The 6 Best TV Shows For The #MeToo Era

It will be interesting to see how the “#MeToo” movement impacts new programming for the 2018-19 TV season.  Studios do seem driven to have more series centered around women.  How many actually make the schedule remains to be seen.  Just having female leads, however, is not really addressing the new American zeitgeist.
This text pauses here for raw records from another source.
PR #2339, opened 2024-09-09
Mohamed/1.58 llm new era of extreme quantization

MekkCyber:
Adding the following blogpost : **1.58 Bit LLM a new era of extreme quantization**


MekkCyber:
cc @SunMarc

1.58llm_extreme_quantization.md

There are currently only a few series on television that have strong, independent, non-cliched female leads. They are also some of the best series on television.  None are on broadcast TV.  Here are the six best.
“Game of Thrones” – HBO:  Seven seasons of epic drama have been defined by the rise to prominence of its female protagonists. Virtually all of them have defeated, pushed aside, or killed domineering men that threatened or abused them.  All have become forces in their own right – from Cersei Lannister (Lena Headey), the newly crowned Queen of the Iron Throne, and Daernerys Targaryen (Emilia Clarke), the Dragon Queen (both of whom killed all the men who stood in their way), to Sansa and Arya Stark (Sophie Turner and Maisie Williams), who both overcame and killed the men who abused them, to Brienne of Tarth (Gwendoline Christie), a female warrior who defeats any man who threatens those she is sworn to protect.  



“A Handmaid’s Tale” – Hulu:  Many reviewers have commented on the timeliness of this series about a male-dominated society and its subjugation of women (including state-sanctioned rape).  Unlike most dystopian dramas, which take place in a distant future where the protagonists were born into their bleak societies, this takes place in the near future, where everyone remembers their previous existence.  That makes it even scarier.  Elizabeth Moss is remarkable in the lead, as are the other women who drive the story forward.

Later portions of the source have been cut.